::: Information supplied

PR #152, opened 2024-10-24
Disable rskip427 temporarily

marcos-iov:
Disabling RSKIP427 temporarily since the implementation is not compatible with the current tests. Tests for the changes implemented in RSKIP427 will be implemented as part of the ongoing refactor to the RITs

`rskj:rskip427-integration`


julia-zack (approved):

nathanieliov (approved):

jeremy-then (approved):
LGTM.

PR #242, opened 2023-07-17
feat(kubernetes): add `kubernetes nodegroup show` command

kangasta:
- Add `kubernetes nodegroup show` to display node-group details in tables. This also adds _Nodes_ table and _Anti-affinity_ field to human output.
- Show summary of cluster node-groups as table in `kubernetes show` output.
- Only accept single cluster as positional argument for node-group operations.
- Remove `(EXPERIMENTAL)` notices from kubernetes commands.

### DIFF
--- a/CHANGELOG.md
+++ b/CHANGELOG.md
@@ -7,6 +7,12 @@ and this project adheres to [Semantic Versioning](https://semver.org/spec/v2.0.0
 
 ## [Unreleased]
 
+### Added
+- Add `kubernetes nodegroup show` for displaying node-group details.
+
+### Changed
+- In human readable output of `kubernetes show` command, show node-groups as table. Node-group datails are available with `kubernetes nodegroup show` command.
+
 ## [2.10.0] - 2023-07-17
 ### Added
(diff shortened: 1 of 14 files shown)


CHANGELOG.md
```diff
@@ -7,6 +7,12 @@ and this project adheres to [Semantic Versioning](https://semver.org/spec/v2.0.0
 
 ## [Unreleased]
 
+### Added
+- Add `kubernetes nodegroup show` for displaying node-group details. This also adds _Nodes_ table and _Anti-affinity_ field that were not available in previous `kubernetes show` output.
```
peknur, line 11: Not a blocker, but just wondering would `node-group` be more aligned with HTTP API resource and SDK's type names :thinking:

peknur (approved):
Looks good :+1:  Tested this locally and output looks good. Left non-blocking comment about naming convention.

CHANGELOG.md
kangasta: Yeah, we could go trough the sub-command naming. We have at least `loadbalancer` vs. `load-balancer` as well. Adding aliases would changing the naming while keeping commands backwards compatible.

PR #245, opened 2023-08-01
feat(kubernetes): add support for control-plane IP filtering

kangasta:


internal/commands/kubernetes/create.go
```diff
@@ -125,6 +125,12 @@ func (c *createCommand) InitCommand() {
 			"taint=\"env=dev:NoSchedule\","+
 			"taint=\"env=dev2:NoSchedule\"`",
 	)
+	fs.StringArrayVar(
```
kangasta, line 128: As the default value of this will be empty array the behavior from change from allow all IPs to block all IPs, which would be a breaking change.

villevsv-upcloud (approved):

PR #247, opened 2023-09-08
fix(lb): show full API response in marshaled outputs

kangasta:


internal/commands/loadbalancer/list.go
```diff
@@ -38,14 +38,17 @@ func (s *listCommand) ExecuteWithoutArguments(exec commands.Executor) (output.Ou
...
-			{Key: "state", Header: "State", Format: format.LoadBalancerState},
+	return output.MarshaledWithHumanOutput{
+		Value: loadbalancers,
+		Output: output.Table{
+			Columns: []output.TableColumn{
+				{Key: "uuid", Header: "UUID", Colour: ui.DefaultUUUIDColours},
+				{Key: "name", Header: "Name"},
+				{Key: "plan", Header: "Plan"},
+				{Key: "zone", Header: "Zone"},
+				{Key: "operational_state", Header: "State", Format: format.LoadBalancerState},
```
kangasta, line 49: Current output uses `state` as the key, so this would be a breaking change.

villevsv-upcloud: Changelog entry to add but otherwise looks good.

villevsv-upcloud (approved):

PR #257, opened 2023-10-16
fix(account): pass-through API response for JSON and YAML outputs

kangasta:


internal/commands/account/show.go
```diff
@@ -80,6 +81,11 @@ func (s *showCommand) ExecuteWithoutArguments(exec commands.Executor) (output.Ou
 			},
 		},
 	}, nil
+
+	return output.MarshaledWithHumanOutput{
```
kangasta, line 85: No change in JSON output as most recent fields (e.g., `load_balancers`) are missing from Go SDK at the moment

villevsv-upcloud (approved):

PR #266, opened 2023-11-01
feat(kubernetes): add `--version` parameter to `kubernetes create` command

kangasta:
Also adds version to output of `kubernetes show`.


peknur (approved):
Looks good :+1:

PR #268, opened 2023-11-09
feat(objectstorage): `delete`, `list` & `show` commands

villevsv-upcloud:


internal/commands/objectstorage/list.go
```diff
@@ -0,0 +1,55 @@
...
+	return output.MarshaledWithHumanOutput{
+		Value: objectstorages,
+		Output: output.Table{
+			Columns: []output.TableColumn{
+				{Key: "uuid", Header: "UUID", Colour: ui.DefaultUUUIDColours},
+				{Key: "region", Header: "Region"},
+				{Key: "configured_status", Header: "Configured status", Format: format.ObjectStorageConfiguredStatus},
+				{Key: "operational_state", Header: "Operational state", Format: format.ObjectStorageOperationalState},
+				{Key: "created_at", Header: "Created"},
+			},
```
kangasta, line 51: Updated column not defined here, but we could maybe omit also the created column to keep the table bit more concise. I guess most of the tables do not include these `created_at` and `updated_at` values either?

These only affect human output so IMO we can also modify these later once there are more important fields available.

internal/commands/objectstorage/objectstorage.go
```diff
@@ -0,0 +1,21 @@
...
+	}
+}
+
+type objectstorageCommand struct {
+	*commands.BaseCommand
+}
+
+// InitCommand implements Command.InitCommand
+func (lb *objectstorageCommand) InitCommand() {
+	lb.Cobra().Aliases = []string{"object-storage", "objsto"}
```
kangasta, line 20: Nice 👌

internal/commands/objectstorage/objectstorage.go
```diff
@@ -0,0 +1,21 @@
...
+		commands.New("objectstorage", "Manage Managed object storage services"),
+	}
+}
+
+type objectstorageCommand struct {
+	*commands.BaseCommand
+}
+
+// InitCommand implements Command.InitCommand
+func (lb *objectstorageCommand) InitCommand() {
```
kangasta, line 19: Could use more generic or object-storage related receiver name 🙈

internal/commands/objectstorage/show.go
```diff
@@ -0,0 +1,137 @@
...
+		BaseCommand: commands.New(
+			"show",
+			"Show Managed object storage service details",
+			"upctl objectstorage show 55199a44-4751-4e27-9394-7c7661910be8",
+		),
+	}
+}
+
+type showCommand struct {
+	*commands.BaseCommand
```
kangasta, line 24: `show` and `delete` commands could have completion and resolver implementations, but those can also be added in later PR. We might also want to wait until multiple object-storages are supported per region before implementing those 🤔

internal/commands/objectstorage/delete.go
```diff
@@ -0,0 +1,42 @@
...
+		),
+	}
+}
+
+type deleteCommand struct {
+	*commands.BaseCommand
+}
+
+// Execute implements commands.MultipleArgumentCommand
+func (s *deleteCommand) Execute(exec commands.Executor, arg string) (output.Output, error) {
```
kangasta, line 27: (Unrelated) Most of our `delete` commands are quite similar, so could maybe use some generic approach for these 🤔 Created ticket about this

internal/commands/objectstorage/objectstorage.go
villevsv-upcloud: Classic. :smile: Renamed all receivers to `c` per "Command".

kangasta (approved):

PR #289, opened 2024-02-07
feat(gateway): add commands for list & delete

SCK48:


internal/commands/gateway/list.go
```diff
@@ -0,0 +1,72 @@
...
+	}
+
+	// For JSON and YAML output, passthrough API response
+	return output.MarshaledWithHumanOutput{
+		Value: gateways,
+		Output: output.Table{
+			Columns: []output.TableColumn{
+				{Key: "uuid", Header: "UUID", Colour: ui.DefaultUUUIDColours},
+				{Key: "name", Header: "Name"},
+				{Key: "routers", Header: "Routers", Format: formatRouters},
```
kangasta, line 51: This could include features list as well, but we can add that later when we have more than `NAT` as possible value there.

internal/commands/gateway/list.go
```diff
@@ -0,0 +1,72 @@
...
+			},
+			Rows: rows,
+		},
+	}, nil
+}
+
+func formatRouters(val interface{}) (text.Colors, string, error) {
+	routers, ok := val.([]upcloud.GatewayRouter)
+	if !ok {
+		return nil, "", fmt.Errorf("cannot parse IP addresses from %T, expected []listIPAddress", val)
```
kangasta, line 63:
```suggestion
		return nil, "", fmt.Errorf("cannot parse IP addresses from %T, expected []upcloud.GatewayRouter", val)
```

kangasta (approved):

PR #292, opened 2024-02-28
feat(objectstorage): iam changes

villevsv-upcloud:


internal/commands/objectstorage/delete.go
```diff
@@ -21,6 +24,16 @@ func DeleteCommand() commands.Command {
...
 type deleteCommand struct {
 	*commands.BaseCommand
+	deleteUsers    config.OptionalBoolean
+	deletePolicies config.OptionalBoolean
+}
+
+// InitCommand implements Command.InitCommand
+func (c *deleteCommand) InitCommand() {
+	flags := &pflag.FlagSet{}
+	config.AddToggleFlag(flags, &c.deleteUsers, "delete-users", false, "Delete users from the service.")
```
kangasta, line 34: Could maybe clarify a bit:

```suggestion
	config.AddToggleFlag(flags, &c.deleteUsers, "delete-users", false, "Delete all users from the service before deleting the object storage instance.")
```

internal/commands/objectstorage/delete.go
```diff
@@ -21,6 +24,16 @@ func DeleteCommand() commands.Command {
...
+	config.AddToggleFlag(flags, &c.deletePolicies, "delete-policies", false, "Delete policies from the service.")
```
kangasta, line 35:
```suggestion
	config.AddToggleFlag(flags, &c.deletePolicies, "delete-policies", false, "Delete all policies from the service before deleting the object storage instance.")
```

PR #297, opened 2024-04-02
feat: add paging flags for list commands that support paging

kangasta:
This also increases the default page size from 10 to 100.

### DIFF
--- a/internal/paging/paging.go
+++ b/internal/paging/paging.go
@@ -1,0 +1,23 @@
+package paging
+
+import (
+	"github.com/UpCloudLtd/upcloud-go-api/v8/upcloud/request"
+	"github.com/spf13/pflag"
+)
+
+type PageParameters struct {
+	size   int
+	number int
+}
+
+func (pp *PageParameters) ConfigureFlags(fs *pflag.FlagSet) {
+	fs.IntVar(&pp.size, "size", 100, "Number of entries to receive at most.")
+	fs.IntVar(&pp.number, "page", 0, "Page number to calculate first item to receive. Page numbers start from `1`.")
+}
+
+func (pp *PageParameters) Page() *request.Page {
+	return &request.Page{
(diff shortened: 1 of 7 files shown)


internal/paging/paging.go
```diff
@@ -0,0 +1,23 @@
...
+)
+
+type PageParameters struct {
+	size   int
+	number int
+}
+
+func (pp *PageParameters) ConfigureFlags(fs *pflag.FlagSet) {
+	fs.IntVar(&pp.size, "size", 100, "Number of entries to receive at most.")
+	fs.IntVar(&pp.number, "page", 0, "Page number to calculate first item to receive. Page numbers start from `1`.")
```
kangasta, line 15: These could also be `--page-size` and `--page-number` to be more descriptive, but those are quite verbose 🤔

internal/paging/paging.go
```diff
@@ -0,0 +1,23 @@
+package paging
```
kangasta, line 1: Could also be `list` package if we add label filtering to the same package 🤔 Easy to rename later as well.

villevsv-upcloud: Renaming later, if needed, sounds reasonable.

internal/paging/paging.go
villevsv-upcloud: As they naturally are available only on `list` commands, these shorter ones seem fine to me.

villevsv-upcloud (approved):

internal/paging/paging.go
kangasta: I was also thinking between `--size` and `--limit`. Go SDK uses size, but there that is used as field of `Page` struct. Maybe limit would clearer without that context 🤔

kangasta: Changed `--size` → `--limit`

PR #305, opened 2024-04-24
ci(examples): ensure credentials are valid before testing examples

kangasta:


.github/workflows/examples.yml
```diff
@@ -34,4 +35,5 @@ jobs:
           UPCLOUD_PASSWORD: ${{ secrets.UPCLOUD_PASSWORD }}
         run: |
           upctl version
+          upctl account show > /dev/null # Ensure that credentials are valid
```
kangasta, line 38: If credentials are missing, this should output `Error: user credentials not found, these must be set in config file (used $HOME/.config/upctl.yaml) or via environment variables` to stderr.

PR #332, opened 2024-09-19
feat(server): take stopped/started state into account in completions

scop:
We could add some more to avoid various other completions for servers let's say in `maintenance` state, but this covers the most common cases for now.


villevsv-upcloud (approved):
Looks good to me! A short changelog entry would be useful.

I'll create a separate PR to accommodate the unrelated linter issues, so this branch can be rebased after that been merged to main.

PR #213, opened 2018-01-02
153989516 ie11 cache response problem

rckopteri:


ote/src/clj/ote/components/http.clj
```diff
@@ -115,6 +115,14 @@
    :headers {"Content-Type" "application/json+transit"}
    :body (transit/clj->transit data)})
 
+(defn no-cache-transit-response
+  "Return the given Clojure `data` as a Transit response with status code 200."
+  [data]
+  {:status 200
+   :headers {"Content-Type" "application/json+transit"
```
tatut: There's minor duplication here, perhaps `transit-response` should take an optional map of extra headers to set, which `no-cache-transit-response` could call with a map that would be merged.

ote/src/clj/ote/components/http.clj
```diff
@@ -115,6 +115,14 @@
    :headers {"Content-Type" "application/json+transit"}
    :body (transit/clj->transit data)})
 
+(defn no-cache-transit-response
+  "Return the given Clojure `data` as a Transit response with status code 200."
+  [data]
+  (let [response (transit-response data)
+        headers (merge (get response :headers)  {"Cache-Control" "no-cache, no-store"})
+        response (assoc response :headers headers)]
+    response))
```
tatut: `(update (transit-response data) :headers merge {"Cache-Control" "no-cache, no-store"})`

PR #222, opened 2018-01-05
Add 24h-allday checkbox value to db

rckopteri:


ote/src/cljs/ote/views/parking.cljs
```diff
@@ -86,7 +86,7 @@
 
 (defn service-hours-group [e!]
   (let [tr* (tr-key [:field-labels :service-exception])
-        write (fn [key]
+        write-time (fn [key]
                 (fn [{all-day? ::t-service/all-day :as data} time]
```
K1ll3rF0x: all-day? is also used in rental form.

ote/src/cljs/ote/views/parking.cljs
```diff
@@ -113,31 +113,26 @@
                    {:name  ::t-service/all-day
                     :width "10%"
                     :type  :checkbox
-                    :write (fn [data all-day?]
+                    :write (do
+                             #(assoc-in %1 [::t-service/service-hours ::t-service/all-day] %2)(fn [data all-day?]
```
K1ll3rF0x: Why is assoc-in here?

ote/src/cljs/ote/views/transport_service_common.cljs
```diff
@@ -251,31 +251,27 @@
        {:name ::t-service/all-day
         :width "10%"
         :type :checkbox
-        :write (fn [data all-day?]
+        :write (do
+                 #(assoc-in %1 [::t-service/service-hours ::t-service/all-day] %2)
```
K1ll3rF0x: Why assoc-in?

ote/src/cljs/ote/views/parking.cljs
rckopteri: Yes. Rental uses the same common component that passenger-transportation uses

ote/src/cljs/ote/views/parking.cljs
rckopteri: yes. it didn't affect I thought that if :write parameter is given it will override default functionality. Thanx.
Removed now

PR #223, opened 2018-01-05
Delete published service from OTE even if service cannot be found fro…

mmarkuss:
…m CKAN.


K1ll3rF0x:
https://www.pivotaltracker.com/story/show/154049350

PR #231, opened 2018-01-10
153813187 external interfaces cannot be deleted

mmarkuss:


ote/src/clj/ote/services/transport.clj
```diff
@@ -266,6 +272,7 @@
 
     ;; If published, use CKAN API to add dataset and resource
     (when (::t-service/published? data)
+      (publish/delete-resources-from-published-service! nap-config user (filter #(:deleted? %) external-interfaces))
```
rckopteri: This row would be easier to read if that filtered result were in if. 
like this:
(when (filter #(:deleted? %) external-interfaces))
  publish/delete-resources-from-published-service! nap-config user (filter #(:deleted? %) external-interfaces)))

PR #240, opened 2018-01-13
154305299 Login to OTE

tatut:
Implemented a login form in the OTE application and a backend service that can use CKAN database to log in.


ote/src/cljs/ote/app/controller/login.cljs
```diff
@@ -0,0 +1,90 @@
+(ns ote.app.controller.login
```
rckopteri: Next step is to create/register users as well. So consider renaming this controller to user. And we can add user creation functions to the same controller.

::::::

• Your goal:
Wherever the word "when" appears in the data, return the whole line.

• Written solution:
kangasta, line 51: This could include features list as well, but we can add that later when we have more than `NAT` as possible value there.
     (when (::t-service/published? data)
(when (filter #(:deleted? %) external-interfaces))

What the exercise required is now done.